Eric: The Mets are in the enviable position of having four Major League quality outfielders who are all pluses (or better) offensively. Based on Willie Randolph's handling thus far, it looks like Floyd/Beltran/Cameron will be the Big Three, with Victor Diaz getting one-or-two starts a week as the other three guys are occasionally rested. Whichever player isn't in the lineup on a given day provides an attractive option off the bench late in games. GM Omar Minaya is a huge fan of Victor Diaz, so he will have to be blown away with an offer for him at this point.

Cameron is a more likely trade option, but the Mets should be hesitant to deal him in my opinion. Despite his historically low batting averages, top-flight defensive outfielders who put up 20-20 (or 30-20) seasons and draw a good number of walks don't exactly grow on trees. Plus he's signed through 2006 (with an option for 2007) and is making a very reasonable $6.5 million.

Alex: The Mets were widely acclaimed for their offseason maneuverings, snatching both the best starting pitcher available and the best position player. How have you liked watching Pedro and Beltran so far this year?

Eric: Pedro has been as advertised: a dominant #1 stopper-type pitcher. As Cubs fans know from watching Mark Prior (at least Mark Prior circa 2003), a true ace like Pedro is a joy to watch every time he goes out there, and he makes every one of his starts a must-see. He has also shown a great happy-go-lucky attitude, which has run contrary to his reputation as a diva.

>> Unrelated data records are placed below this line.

Issue #7062, opened 2021-11-29
proc: implement process signaling


pmrowla:
`ProcessManager` should implement signaling methods for local processes in the same way as `subprocess` and `multiprocessing`

https://docs.python.org/3/library/subprocess.html#subprocess.Popen.send_signal

- [ ] `send_signal`
- [ ] `terminate`
- [ ] `kill`

Follow up to https://github.com/iterative/dvc/pull/7048
Prerequisite for https://github.com/iterative/dvc/issues/6267

PR #7066, opened 2021-11-30
proc: implement process signaling(#7062)

karajan1001:
fix: #7062 
1. Add `send_signal`, `kill`, `terminate` to ProcessManager.
2. Add tests for each of them.

### DIFF
--- a/dvc/proc/exceptions.py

Carlos Beltran has yet to really hit his stride has a Met, but he's done reasonably well considering the two batters in front of him (Jose Reyes and Kaz Matsui) have done an abominable job of getting on base. Many fans were expecting him to pick up right where he left off in the playoffs last season, which hasn't really happened yet. He's struggled with consistency a bit early on, but there aren't any real worries about what he'll do for this franchise.

Alex: I've been living in NYC for six years now, and the entire time I've been here it's been all about the Yankees. Some of my friends, though, remember the '80s as a time when the city was squarely behind the Mets. Do you think the tide is shifting once again, and that the Mets are winning their way back into the casual New York fans' hearts?

Eric: It's funny you should ask that, because I really do sense that a bit. It may have more to do with Pedro and Beltran than anything that has happened yet this season, but there has definitely been a noticeable shift in support amongst fans in the metro area. I've seen a lot more Mets hats, shirts, and jerseys than I have in recent years. In the late nineties, a lot of casual fans jumped on the Yankees bandwagon, in large part because the Yankees were a likeable team. They hadn't won anything in a while, they were sporting a lot of homegrown talent and character guys that were acquired via trade or free agency. More recently the Yankees have lost much (or all) of that likeability, as the casual fan has found less to admire in the overpriced, aging, and rapidly-declining Yankee team that takes the field today.

The Mets are now that very likeable team, with emerging homegrown talent like David Wright, Victor Diaz, and Jose Reyes, as well as marquee free agents like Beltran, Pedro, etc. The Mets have become a very easy team to root for, and the Yankees have become quite the opposite.

Cub Town: What's your prediction for the series?

Eric: With the Mets playing well and the Cubbies struggling of late, I'm going to pick the Mets to win 2-of-3. I'll take Heilman over Leicester and Benson over Maddux, with Prior/Zambrano perhaps the mismatch of the season to this point.

2005-05-09 14:37:13
1.   Cubdom Byron
"The Mets have become a very easy team to root for..."

I still hate'em. At least they don't still have Doc Gooden, Darryl Strawberry, Bobby Bonilla, or Howard Johnson... man, I hated those guys.

2005-05-09 14:53:45
2.   Eric Simon
> I still hate'em.

Haha. Well, you're not a casual New York baseball fan, are you?

2005-05-10 12:22:50
3.   scareduck
You feinted? Were you boxing, or attacking Russia?
2005-05-10 12:26:36
4.   scareduck
Fooey. Somehow, comment 3 ended up on the wrong thread.